*** INFORMATION SHOWN Section Begins ***

PR #1174, opened 2025-07-02
Fix bug in ML Balance when B resolution differs from background

### LINKED ISSUE #1124: MLBalance returns NaN's when not using the model's resolution for B
## Description
There is something wrong in the MLBalance saber block. It returns NaN's in the first inner iteration. I suspect something related to the trajectory. 

### To Reproduce:
Run a variational application using the MLBalance block at a different resolution than the deterministic.

guillaumevernieres:
## Description
I was not checking for ghost and mask, which resulted in NaN's when running with backgrounds and **B** at different resolutions.

### Issue(s) addressed
- fixes #1124 

## Testing

How were these changes tested? **ctests and HR on HPC**
What compilers / HPCs was it tested with? **GNU**
Are the changes covered by ctests? **YES**

### DIFF
--- a/src/soca/MLBalance/MLJac.h
+++ b/src/soca/MLBalance/MLJac.h
@@ -60,7 +60,7 @@ namespace soca {
       const int nnodes = xb["sea_water_potential_temperature"].shape(0);
       for (atlas::idx_t jnode = 0; jnode < nnodes; ++jnode) {
         if ((ghost(jnode)) | (mask(jnode, 0) == 0) |
-            ( abs(lonlat(jnode, 1)) <= 40.0 )) continue;
+            (abs(lonlat(jnode, 1)) <= 40.0)) continue;
         pattern[0] = tair(jnode, 0);
         pattern[1] = tsfc(jnode, 0);
         pattern[2] = sst(jnode, 0);
--- a/src/soca/MLBalance/MLJac.h
+++ b/src/soca/MLBalance/MLJac.h
@@ -10,6 +10,7 @@
 #include <memory>
 #include <string>
 #include <vector>
+        #include <iostream>
 
 #include "torch/torch.h"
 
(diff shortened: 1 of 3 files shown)


src/soca/MLBalance/MLJac.h
```diff
@@ -10,6 +10,7 @@
 #include <memory>
 #include <string>
 #include <vector>
+        #include <iostream>
```
shlyaeva:
```suggestion
#include <iostream>
```

src/soca/MLBalance/MLJac.h
```diff
@@ -57,6 +59,8 @@ namespace soca {
       torch::Tensor pattern = torch::zeros({iceEmulArctic_.getInputSize()});
       const int nnodes = xb["sea_water_potential_temperature"].shape(0);
       for (atlas::idx_t jnode = 0; jnode < nnodes; ++jnode) {
+        if ((ghost(jnode)) | (mask(jnode, 0) == 0) |
+            (abs(lonlat(jnode, 1)) <= 40.0)) continue;
```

*** INFORMATION SHOWN Section Ends ***

### PROBLEM DETAILS
Pull every line with the string "when" from the data above.

### EXERCISE RESPONSE
Fix bug in ML Balance when B resolution differs from background
### LINKED ISSUE #1124: MLBalance returns NaN's when not using the model's resolution for B
I was not checking for ghost and mask, which resulted in NaN's when running with backgrounds and **B** at different resolutions.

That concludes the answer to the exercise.